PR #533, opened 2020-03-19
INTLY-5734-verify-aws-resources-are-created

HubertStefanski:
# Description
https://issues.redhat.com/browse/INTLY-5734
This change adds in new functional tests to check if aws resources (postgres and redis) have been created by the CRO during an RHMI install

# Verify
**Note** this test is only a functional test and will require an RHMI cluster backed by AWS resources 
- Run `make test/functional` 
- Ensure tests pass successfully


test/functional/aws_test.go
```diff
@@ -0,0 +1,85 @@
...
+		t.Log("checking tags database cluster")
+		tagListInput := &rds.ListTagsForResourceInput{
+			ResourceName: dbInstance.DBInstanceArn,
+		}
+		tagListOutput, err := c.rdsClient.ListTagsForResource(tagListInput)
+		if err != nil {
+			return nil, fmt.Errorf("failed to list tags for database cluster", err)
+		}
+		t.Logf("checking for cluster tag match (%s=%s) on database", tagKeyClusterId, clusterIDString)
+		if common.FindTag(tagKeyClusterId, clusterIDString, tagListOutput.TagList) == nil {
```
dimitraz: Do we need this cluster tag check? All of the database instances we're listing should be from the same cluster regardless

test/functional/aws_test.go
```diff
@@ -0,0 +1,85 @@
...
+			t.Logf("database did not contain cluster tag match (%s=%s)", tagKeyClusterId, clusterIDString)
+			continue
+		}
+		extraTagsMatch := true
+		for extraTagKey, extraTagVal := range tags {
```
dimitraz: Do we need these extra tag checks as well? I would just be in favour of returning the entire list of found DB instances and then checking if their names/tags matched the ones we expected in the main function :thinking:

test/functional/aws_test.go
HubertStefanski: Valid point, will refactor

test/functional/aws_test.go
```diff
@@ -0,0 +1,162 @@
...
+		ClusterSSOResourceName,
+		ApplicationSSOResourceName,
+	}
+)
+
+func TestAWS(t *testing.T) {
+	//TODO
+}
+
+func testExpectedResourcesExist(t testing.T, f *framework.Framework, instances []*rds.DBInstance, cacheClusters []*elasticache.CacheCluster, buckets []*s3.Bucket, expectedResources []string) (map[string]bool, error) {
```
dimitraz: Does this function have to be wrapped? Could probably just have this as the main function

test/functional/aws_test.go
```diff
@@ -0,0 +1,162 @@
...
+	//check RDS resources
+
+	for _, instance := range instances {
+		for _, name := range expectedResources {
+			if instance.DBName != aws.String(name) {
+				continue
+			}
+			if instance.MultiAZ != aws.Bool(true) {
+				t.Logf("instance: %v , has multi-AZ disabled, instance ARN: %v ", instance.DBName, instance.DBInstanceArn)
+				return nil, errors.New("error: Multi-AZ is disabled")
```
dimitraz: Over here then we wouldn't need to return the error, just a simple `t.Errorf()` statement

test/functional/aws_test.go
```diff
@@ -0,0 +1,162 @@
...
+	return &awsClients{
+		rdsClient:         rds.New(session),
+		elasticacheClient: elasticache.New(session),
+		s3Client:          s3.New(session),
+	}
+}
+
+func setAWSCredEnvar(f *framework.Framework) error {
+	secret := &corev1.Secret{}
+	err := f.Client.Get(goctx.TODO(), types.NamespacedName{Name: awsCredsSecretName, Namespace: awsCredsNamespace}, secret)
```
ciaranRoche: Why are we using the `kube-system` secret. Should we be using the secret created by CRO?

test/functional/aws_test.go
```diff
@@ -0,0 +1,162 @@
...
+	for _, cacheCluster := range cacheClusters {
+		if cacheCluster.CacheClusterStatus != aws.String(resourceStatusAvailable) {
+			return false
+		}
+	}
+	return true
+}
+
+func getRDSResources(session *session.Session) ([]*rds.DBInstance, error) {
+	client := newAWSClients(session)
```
+ + + + +
• **Task details**: Say how many lines in the preceding material include the word "RHMI", with no other words in the reply.

• **Response to the exercise**: 2